File & Serve
To initiate the divorce process in California, you simply file a Petition for Dissolution of Marriage and serve your spouse with the proper paperwork.
You must have been a resident of the state of California for at least six months immediately preceding the filing of the petition, and the County where you are filing for three months immediately preceding the filing.
California is a no-fault state. That means that neither party has to prove fault to get a divorce. If you want a divorce, you don’t need a reason other than “irreconcilable differences” or “incurable insanity”. That will satisfy the courts from a legal standpoint.
Date of Separation
The date of separation is the date that you and your spouse definitively decide to part ways. That could be when one person moves out of the house. It could be when you tell the other party you want a divorce. Or, it could be when you serve your spouse with the divorce papers.
The date of separation is an important issue because it represents the end of the marital estate. Money and property acquired after that date will not be characterized as community property. The date of separation is an important date and could present an issue potentially worth hundreds of thousands of dollars.
The discovery process is when you gather all evidence relevant to your divorce. You can’t divide property, calculate support, or determine custody and visitation rights if you don’t have complete and accurate information.

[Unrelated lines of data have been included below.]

PR #5447, opened 2026-07-09
feat(parser): parse mixed variable+fixed P/T grant (Cranial Ram +X/+1)

nickmopen:
## Problem

`parse_variable_pt_pattern` restricted each P/T axis of a variable grant to `x` or `0`. A **mixed** grant — one dynamic axis and one fixed nonzero axis — failed the pattern outright, so the whole static was dropped.

The clearest example is **Cranial Ram**: `Equipped creature gets +X/+1, where X is the number of artifacts you control.` The `+1` toughness could not be represented, so the equip static produced no P/T modification at all.

## Fix

- `parse_variable_pt_pattern` (grammar.rs) now parses each axis as **either** the variable X (dynamic, returned as `None`) **or** a fixed integer magnitude (`Some(n)`).
- `parse_dynamic_pt_in_text` (anthem.rs) emits a constant `AddPower`/`AddToughness` for a fixed nonzero axis alongside the `AddDynamicPower`/`AddDynamicToughness` for the dynamic axis (CR 613.4c layer 7c).
- A fixed `0` axis still contributes nothing, so `+X/+0`, `-X/-X`, `+0/+X`, etc. are unchanged.

## Tests

- New `dynamic_pt_in_text_mixed_dynamic_power_fixed_toughness` asserts `+X/+1` emits both the X power modification and a constant `AddToughness { value: 1 }` (and that the fixed axis is not dynamic).
- All existing dynamic-P/T tests (`+X/+0`, `-X/-0`, `-X/-X`, `+0/+X`, cost-X defaults) remain green — the fixed-`0` path preserves their behavior.
- Full `parser::oracle_static` module: 1070 passed. `cargo fmt`, clippy (`-D warnings`), and the parser-combinator / engine-authorities gates are clean.

### DIFF
--- a/crates/engine/src/parser/oracle_static/anthem.rs
+++ b/crates/engine/src/parser/oracle_static/anthem.rs
@@ -1063,8 +1063,11 @@ pub(crate) fn parse_dynamic_pt_in_text(
     let after_verb = nom_tag_lower(after_gets, after_gets, "gets ")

The evidence sought during the discovery phase typically relates to one of two categories – property or custody.
A major part of the divorce process is dividing the property. Before you can divide the property, you need to gather all of the evidence related to you and your spouse’s income, expenses, debts, assets, property, accounts, investments, etc.
Best Interests of the Child
It’s also important to gather evidence that could impact child custody and visitation rights. California promotes custody arrangements that are in the best interest of the child. In most cases, that means allowing the child to spend time with both parents.
If you believe that allowing your child to spend time with your spouse is not in the best interest of the child, you need to gather the relevant evidence to support that position. That might include police reports, photographs, medical records, video or audio recordings, etc.
Once you’ve gathered all the relevant information, it’s time to negotiate.
In many cases, there are issues that you and your spouse just can’t agree on. It might be the value of your home. It could be the visitation schedule. You might even disagree over who should get the the family dog. Whatever disagreements arise, it’s important to negotiate with an open mind so you can resolve the divorce without spending a fortune on legal fees and related expenses.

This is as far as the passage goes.